As the coronavirus pandemic drags on, subsequent waves of infections are reaching staggering new heights, and more people are losing loved ones. Regardless of how each country has chosen to meet this challenge, economies are struggling, causing businesses to fail and taking away people's livelihoods.
Our world is screaming out for a vaccine like never before.
But now a group of researchers have warned that at least four of the current batch of potential vaccines undergoing clinical trials involve a component that might increase people's risk of contracting HIV.
The warning comes from a team of scientists led by Susan Buchbinder, a University of California San Francisco professor who runs the HIV Prevention Research in the San Francisco Department of Public Health.
The team experienced a similar issue first-hand while trying to develop a vaccine for HIV.
To their dismay their most promising candidate after 20 years of research backfired, leaving some patients even more vulnerable to the disease. They shared their 'cautionary tale' in The Lancet.
Vaccines require a vehicle of sorts to deliver them to their required locations. This is called a vector and it is this component of the vaccine that is causing some concern.
Several coronavirus vaccine candidates are using adenoviruses as these vectors. For example, in one trial a genetically modified adenovirus is being used to deliver the gene code of the coronavirus spike proteins, so that our immune system can learn to recognise the spike, and therefore SARS-COV-2, as an invader
Adenoviruses are usually harmless aside from causing colds, and other vaccines have successfully used different modified versions of them as vectors without any evidence of increased risk of HIV.
But four coronavirus candidate vaccines are using a vector called Ad5 (recombinant adenovirus type-5), and it was this that caused problems in the HIV vaccine.
A decade ago, when Buchbinder and her colleagues tried to do something similar to protect against HIV, two trials led to men having an increased risk of catching HIV, particularly if they had already been infected with Ad5 in the past.
While the mechanism behind this is still unclear, one 2008 study suggests it may have something to do with increased activation of the immune system providing HIV with more cells to target.

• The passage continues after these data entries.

PR #686, opened 2021-01-28
Updates for next release

riedgar-ms:
Making sure our various files are up-to-date, in preparation for the next release.


romanlutz:
> Making sure our ReadMe is up-to-date, in preparation for the next release.

Do you want to check CHANGES.md as well? It's definitely missing preprocessing, perhaps more :-(

riedgar-ms:
> > Making sure our ReadMe is up-to-date, in preparation for the next release.
> 
> Do you want to check CHANGES.md as well? It's definitely missing preprocessing, perhaps more :-(

I should read what I'm writing more carefully.... this PR currently only updates the changes file. I'll take a look at the ReadMe too

romanlutz:
Since this is in anticipation of a release.... the dashboard warning says that after 0.5.0 the dashboard will go away. Should instead say "after the next release"? That way we don't need to update it and we're eventually right :-) Also, people can prepare by switching to `raiwidgets` starting tomorrow.

riedgar-ms:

In 2014, a review led by immunologist Anthony Fauci, Director of NIAID, recommended caution when using this vector in vaccines for regions with HIV prevalence.

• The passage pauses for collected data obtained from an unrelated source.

PR #691, opened 2021-02-03
Release v0.6.0

riedgar-ms:
Updates to the development trunk for v0.6.0 (these occur immediately after the tag/branch for v0.6.0:

- Bumps development version to v0.6.1.dev0
- Updates ReadMe to have link to v0.6.0
- Updates landing page to point to v0.6.0 docs by default
- Ensures that v0.6.0 docs are built

### DIFF
--- a/README.md
+++ b/README.md
@@ -19,7 +19,7 @@ Website: https://fairlearn.github.io/
 
 ## Current release
 
-- The current stable release is available at [Fairlearn v0.5.0](https://github.com/fairlearn/fairlearn/tree/release/v0.5.0).
+- The current stable release is available at [Fairlearn v0.5.0](https://github.com/fairlearn/fairlearn/tree/release/v0.6.0).
 
 - Our current version differs substantially from version 0.2 or earlier. Users of these older versions should visit our [onboarding guide](https://fairlearn.github.io/master/contributor_guide/development_process.html#onboarding-guide).
 
--- a/README.md
+++ b/README.md
@@ -19,7 +19,7 @@ Website: https://fairlearn.github.io/
 
 ## Current release
 
-- The current stable release is available at [Fairlearn v0.5.0](https://github.com/fairlearn/fairlearn/tree/release/v0.6.0).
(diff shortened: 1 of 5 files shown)


docs/conf.py
```diff
@@ -89,7 +89,7 @@ def check_if_v046():
 
 # Multiversion settings
 
-smv_tag_whitelist = r'^v0\.4\.6|^v0\.5\.\d+$'
+smv_tag_whitelist = r'^v0\.4\.6|^v0\.5\.\d|^v0\.6\.\d+$'
```
adrinjalali, line 92: should this be a bit more general not to include every single release?

adrinjalali (approved):
otherwise LGTM

docs/conf.py
riedgar-ms: I'm open to suggestions for improving it. The problem is that it must not match anything before `v0.4.6` since the docs were set up very different back then (if they even existed).

README.md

"This important safety consideration should be thoroughly evaluated before further development of Ad5 vaccines for SARS-CoV-2," The Lancet correspondence concludes.

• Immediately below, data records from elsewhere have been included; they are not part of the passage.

PR #693, opened 2021-02-04
More Python 3.9 builds

riedgar-ms:
Add Python 3.9 to more of the builds we have. Unfortunately, this doesn't work with the 'Nightly Fixed' build.

### DIFF
--- a/devops/nightly-requirements-fixed.yml
+++ b/devops/nightly-requirements-fixed.yml
@@ -25,7 +25,7 @@ jobs:
   parameters:
     platforms:  { Linux: ubuntu-latest, Windows: vs2017-win2016 }
     installationType: 'PipLocal'
-    pyVersions: [3.6, 3.7, 3.8]
+    pyVersions: [3.6, 3.7, 3.8, 3.9]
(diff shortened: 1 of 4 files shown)


romanlutz:
> Add Python 3.9 to more of the builds we have. Unfortunately, this doesn't work with the 'Nightly Fixed' build.

What's the issue with Nightly Fixed?

romanlutz (approved):

riedgar-ms:
> > Add Python 3.9 to more of the builds we have. Unfortunately, this doesn't work with the 'Nightly Fixed' build.
> 
> What's the issue with Nightly Fixed?

The installation of requirements fails. It looks like `pip install` is building things from source, and when it gets to `scikit-learn` that build fails (since `Cython` is not installed). Perhaps our lower-bound version is no longer supported, and hence hasn't had packages build for Python 3.9?

adrinjalali (approved):

adrinjalali:
`scikit-learn` has py3.9 wheels up there, wondering why they fail.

But companies developing these vaccines have said they're aware of this problem and taking the risks into account.
One company, ImmunityBio, told Science their Ad5 vector has been genetically 'muted' to decrease the level of immune response it triggers. If all goes well with their California trial they hope to test it in South Africa next.
Head of the South African Medical Research Council Glenda Gray who worked on the HIV vaccines with the authors of The Lancet correspondence explains just avoiding this vector may not be the best solution.
"What if this vaccine is the most effective vaccine?" she asked Science, saying that each country's experts must be allowed to make their own decision.
The good news is, the scientific community is discussing this risk, and this is the type of adverse reaction that trials can help to find out.
Once vaccines have passed through clinical trials they have an incredible record for being very safe. In the case of Buchbinder's HIV vaccine, this vigorous testing process worked as it should to pick up the problems with the vaccine before it was released.
Teams of researchers around the world are working hard to ensure this is also being applied in the development of a COVID-19 vaccine. So far several vaccine trials have been paused for reassessment over safety concerns.
Hopefully not all trials will be met with such issues. The whole world is watching closely.